* **Work to complete**: Only lines with the string "function" are wanted. Pull them out of the data.

* **Data to use**:

..............................

PR #531, opened 2024-10-14
Comply with display-buffer-alist and action

Thaodan:
By using display-buffer we can comply with display-buffer-alist
or display-buffer-base-action/pop-frames.

Includes #540.

### DIFF
--- a/elfeed.el
+++ b/elfeed.el
@@ -561,15 +561,17 @@ called interactively, SAVE is set to t."
 ;; New entry filtering
 
 (cl-defun elfeed-make-tagger
-    (&key feed-title feed-url entry-title entry-link after before
+    (&key feed-title feed-url feed-author entry-title entry-link
+          entry-enclosure entry-content-type after before
           add remove callback)
-  "Create a function that adds or removes tags on matching entries.
+  "Create a function that adds, removes tags or does CALLBACK on matching entries.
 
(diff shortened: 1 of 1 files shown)


Thaodan:
The last two commits refactor article rendering and should probably go into a different PR but please any feedback is welcome.

minad:
@Thaodan Did you consider to set `switch-to-buffer-obey-display-actions` to `t`?

minad:
I close this one, since the `(switch-to-buffer (elfeed-search-buffer))` seems fine to switch to Elfeed. In case one wants to tweak behavior set `switch-to-buffer-obey-display-actions` and `display-buffer-alist`.

Thaodan:

> @Thaodan Did you consider to set `switch-to-buffer-obey-display-actions` to `t`?

Wouldn't that affect every else? I think it's fair to ask to use
display-buffer imho.

A compromise could be to use display-buffer-same-window and then be able
to customize diplay-buffer-alist.


PS: Please give enough time to reply before closing issues!

Thaodan:
I was following the suggestion and trying to get rid of the issues caused by it.

I found these two links which follow my suggestion. I.e. Stefan suggesting to not use switch-to-buffer in lisp code:
- https://emacs.stackexchange.com/questions/27712/switch-to-buffer-vs-pop-to-buffer-same-window
- https://debbugs.gnu.org/cgi/bugreport.cgi?bug=28645#25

..............................

* **Written reply**:
-  "Create a function that adds or removes tags on matching entries.
+  "Create a function that adds, removes tags or does CALLBACK on matching entries.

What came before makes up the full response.